Collected data entries

BEGIN

PR #954, opened 2023-06-15
Add collect-status events for multi-status handling

benhoyt:
This implements the `collect_app_status` and `collect_unit_status` events that can be used by charms to allow the framework to automatically collect status (from multiple components of the charm) and set status at the end of every hook.

API reference under [`CollectStatusEvent`](https://ops--954.org.readthedocs.build/en/954/#ops.CollectStatusEvent), though I'll also add usage examples to the new "charm status" SDK doc that Dora is creating.

Spec and examples described in [OP037](https://docs.google.com/document/d/1uQNgif0GG03TdnqT4UM9BxEshXuSvCmT9TdxOHoIUkI/edit).

The implementation is very straight-forward: `model.Application` and `model.Unit` each have a list of `_collected_statuses`, and `CollectStatusEvent.add_status` adds to the correct one of those. Then after every hook in `ops/main.py` we call `_evaluate_status`, which triggers each event and sets the app or unit status to the highest-priority status collected (if any statuses were collected). Note that `collect_app_status` is only done on the leader unit.

To test when using `ops.testing.Harness`, use `Harness.evaluate_status`.

This has full unit tests, including in `test_main.py`, but I've also confirms this works on a real production deploying on Juju.


test/test_main.py
```diff
@@ -898,9 +908,10 @@ def test_hook_and_dispatch(self):
              'Using local storage: not a Kubernetes podspec charm'],
             ['juju-log', '--log-level', 'DEBUG', '--',
              'Emitting Juju event install.'],
+            ['is-leader', '--format=json'],
         ]
         calls = fake_script_calls(self)
-        self.assertRegex(' '.join(calls.pop(-2)), 'Initializing SQLite local storage: ')
+        self.assertRegex(' '.join(calls.pop(-3)), 'Initializing SQLite local storage: ')
```
benhoyt, line 914: I do *not* like how we have these brittle indexes in the tests, but I've left that as is for future cleanup work!

test/test_main.py
```diff
@@ -620,6 +624,7 @@ def test_collect_metrics(self):
             VERSION_LOGLINE,
             ['juju-log', '--log-level', 'DEBUG', '--', 'Emitting Juju event collect_metrics.'],
             ['add-metric', '--labels', 'bar=4.2', 'foo=42'],
+            ['is-leader', '--format=json'],
```
benhoyt, line 627: The testing of `_evaluate_status` is done in `test_charm.py`; all this has to do is test whether it's called.

ops/charm.py
```diff
@@ -882,26 +953,41 @@ class CharmEvents(ObjectEvents):
...
     secret_remove = EventSource(SecretRemoveEvent)
     """Triggered by Juju on the owner when a secret revision can be removed (see
-    :class:`SecretRemoveEvent`)."""
+    :class:`SecretRemoveEvent`).
+    """
+
+    collect_app_status = EventSource(CollectStatusEvent)
+    """Triggered at the end of every hook to collect app statuses for evaluation
+    (see :class:`CollectStatusEvent`).
+    """
```
sed-i, line 985: Should the leadership nuance be repeated here?
```suggestion
    This event is only triggered on the leader unit.
    """
```

ops/charm.py
```diff
@@ -995,6 +1081,23 @@ def config(self) -> model.ConfigData:
...
+def _evaluate_status(charm: CharmBase):  # pyright: ignore[reportUnusedFunction]
+    """Trigger collect-status events and evaluate and set the highest-priority status.
+
+    See :class:`CollectStatusEvent` for details.
+    """
+    if charm.framework.model._backend.is_leader():
+        charm.on.collect_app_status.emit()
+        app = charm.app
+        if app._collected_statuses:
+            app.status = model.StatusBase._get_highest_priority(app._collected_statuses)
```
sed-i, line 1093: Could leadership status (on the juju side) change mid-hook?
A contrived example is:
- `is_leader()` is True, because that's how we started
- charm code does `time.sleep(LEASE_RENEWAL_PERIOD + 1)`

If that's a possible failure, I'm not sure putting the charm in error state is the best course of action.

ops/charm.py
```diff
@@ -826,6 +826,77 @@ def defer(self) -> None:
...
+
+    .. # noqa (pydocstyle barfs on the above for unknown reasons I've spent hours on)
+    """
+
+    def add_status(self, status: model.StatusBase):
+        """Add a status for evaluation.
+
+        See :class:`CollectStatusEvent` for a description of how to use this.
+        """
+        model = self.framework.model
```
sed-i, line 893: For easier debugging, should we raise `if not isinstance`?
It seems natural to attempt an `add_status(None)` or `add_status("active")`.
Would be slightly more indirect to debug if this raises later on in the process.

jnsgruk (approved):
Very nice work, Ben! :)

ops/charm.py
benhoyt: Good call -- updated

ops/charm.py
benhoyt: Good call (for those not using static type checking) -- added.

ops/charm.py
benhoyt: Yeah, I suppose that's possible, but should be very unlikely. And if it does happen, the update-status or another hook on the new leader will bring it back into line. I don't think we need to do anything here for now.

benhoyt:
I'm also thinking of adding a debug-log of the (unique) collected statuses, but I'm not sure whether it's too noisy for `juju debug-log`. Something like this:

```diff
diff --git a/ops/charm.py b/ops/charm.py
index fb687c5..b56d385 100755
--- a/ops/charm.py
+++ b/ops/charm.py
@@ -15,8 +15,10 @@
 """Base objects for the Charm, events and metadata."""
 
 import enum
+import logging
 import os
 import pathlib
+import typing
 from typing import (
     TYPE_CHECKING,
     Any,
@@ -74,6 +76,9 @@ if TYPE_CHECKING:
         total=False)
 
 
+logger = logging.getLogger(__name__)
+
+
 class HookEvent(EventBase):
     """Events raised by Juju to progress a charm's lifecycle.
 
@@ -1092,14 +1097,28 @@ def _evaluate_status(charm: CharmBase):  # pyright: ignore[reportUnusedFunction]
         charm.on.collect_app_status.emit()
         app = charm.app
         if app._collected_statuses:
+            logger.debug('collected app statuses: %s', _uniqify(app._collected_statuses))
             app.status = model.StatusBase._get_highest_priority(app._collected_statuses)
 
     charm.on.collect_unit_status.emit()
     unit = charm.unit
     if unit._collected_statuses:
+        logger.debug('collected unit statuses: %s', _uniqify(unit._collected_statuses))
         unit.status = model.StatusBase._get_highest_priority(unit._collected_statuses)
 
 
+def _uniqify(lst: List[typing.Hashable]) -> List[typing.Hashable]:
+    """Return the unique items in the given list (in the same order as in the input)."""
+    seen = set()
+    result = []
+    for item in lst:
+        if item in seen:
+            continue
+        seen.add(item)
+        result.append(item)
+    return result
+
+
 class CharmMeta:
     """Object containing the metadata for the charm.
 
diff --git a/ops/model.py b/ops/model.py
index 23892b9..311903c 100644
--- a/ops/model.py
+++ b/ops/model.py
@@ -1561,6 +1561,9 @@ class StatusBase:
             return False
         return self.message == other.message
 
+    def __hash__(self):
+        return hash((self.name, self.message))
+
     def __repr__(self):
         return f"{self.__class__.__name__}({self.message!r})"
```

ops/charm.py
```diff
@@ -882,26 +955,41 @@ class CharmEvents(ObjectEvents):
...
+    """
 
     secret_remove = EventSource(SecretRemoveEvent)
     """Triggered by Juju on the owner when a secret revision can be removed (see
-    :class:`SecretRemoveEvent`)."""
+    :class:`SecretRemoveEvent`).
+    """
+
+    collect_app_status = EventSource(CollectStatusEvent)
+    """Triggered at the end of every hook on the leader to collect app statuses for evaluation
```
jameinel, line 985: Triggered on the leader at the end of every hook

Might be a bit clearer, since this sounds like it might trigger something on the leader after every unit's hook.

ops/model.py
```diff
@@ -1583,6 +1593,23 @@ def register(cls, child: Type['StatusBase']):
         cls._statuses[child.name] = child
         return child
 
+    _priorities = {
+        'error': 5,
+        'blocked': 4,
+        'waiting': 3,
```
jameinel, line 1599: as I mentioned elsewhere, I'd probably put Maintenance above Waiting.

jameinel (approved):
Overall it does what we were intending, which is to provide a way to do callbacks to set the status of the application, and be able to handle multiple pieces that want to have a say on the status, without having one of them resolving causing the others to get confused.

ops/charm.py
```diff
@@ -826,6 +826,79 @@ def defer(self) -> None:
...
+    unit). If any statuses were added by the event handlers using
+    :meth:`add_status`, the framework will choose the highest-priority status
+    and set that as the status (application status for ``collect_app_status``,
+    or unit status for ``collect_unit_status``).
+
+    The order of priorities is as follows, from highest to lowest:
+
+    * error
+    * blocked
+    * waiting
```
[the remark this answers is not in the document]
benhoyt: Good call -- updated.

ops/charm.py
```diff
@@ -826,6 +826,79 @@ def defer(self) -> None:
...
+                # initialize other components
+
+        class WebApp(ops.Object):
+            def __init__(self, charm: ops.CharmBase):
+                super().__init__(charm, 'webapp')
+                self.framework.observe(charm.on.collect_unit_status, self._on_collect_status)
+
+            def _on_collect_status(self, event: ops.CollectStatusEvent):
+                if 'port' not in self.model.config:
+                    event.add_status(ops.BlockedStatus('please set "port" config'))
```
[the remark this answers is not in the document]
benhoyt: I've thought further about this, and I think this would have to be on the component level, not the `add_status` level (or it would get a bit repetitive). That said, we could add it later to `add_status` as an optional param if need be, but I don't want to add it as a requirement now if it's just used for debugging. Later when we consider rich status in Juju we can adjust this model.

ops/testing.py
```diff
@@ -1484,6 +1484,21 @@ def __init__(self, *args):
             container_name = container.name
         return self._backend._pebble_clients[container_name]._root
 
+    def evaluate_status(self) -> None:
+        """Trigger the collect-status events and set application and/or unit status.
+
+        This will always trigger ``collect_unit_status``, and set the unit status if any
```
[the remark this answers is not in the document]
benhoyt: Yeah, I've found that double backticks are the Sphinx way of doing monospace/code inline. It's basically a shortcut for

```
:code:`monospaced thing`
```

Also, regarding people putting logic in `evaluate_status` ... that serves them right. :-) We won't be adding that to Harness. They can put logic at the end of every hook (*slightly* more appropriately) with the `Framework.commit` event even today.

ops/charm.py
benhoyt: Good call, done.

ops/model.py
benhoyt: Fixed.

ops/charm.py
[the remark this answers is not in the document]
benhoyt: For the record, I flipped this back, because Juju itself has waiting > maintenance, and I want to be consistent with what Juju uses: https://github.com/juju/juju/blob/3ce6ae0d106659251619f0757b569b57cb71217d/core/status/status.go#L373-L381

benhoyt:
I decided to do the debug logging a different way. Log every call to `add_status` at debug level, but only if it's not `ActiveStatus`.

benhoyt:
> Why would we not want to log active?

Because I expect that a lot of the time there'll be several `ActiveStatus()` from various components in an active/steady state, and we don't want to log each of those. (Though maybe also ensuring the message is empty string is better?) We could also consider only logging the first unique status (unique on name and message).

> Also, I'd rather see a single machine-readable logline containing all collected statuses rather than them one by one, but I'm aware that might mean some extra caution in case the charm fails before having collected all of them

I guess you're probably thinking ahead to parsing these in jhack, but I'd really rather not commit to a particular format of log debug message as a kind of API. I don't mind tweaking what we have in future to make jhack's life easier, but I think I'm going to merge what I have for now.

END

▶ _Exercise goal_: Report each line in the preceding entries that holds the string "done".

▶ _Response for this exercise_:
The implementation is very straight-forward: `model.Application` and `model.Unit` each have a list of `_collected_statuses`, and `CollectStatusEvent.add_status` adds to the correct one of those. Then after every hook in `ops/main.py` we call `_evaluate_status`, which triggers each event and sets the app or unit status to the highest-priority status collected (if any statuses were collected). Note that `collect_app_status` is only done on the leader unit.
benhoyt, line 627: The testing of `_evaluate_status` is done in `test_charm.py`; all this has to do is test whether it's called.
benhoyt: Good call, done.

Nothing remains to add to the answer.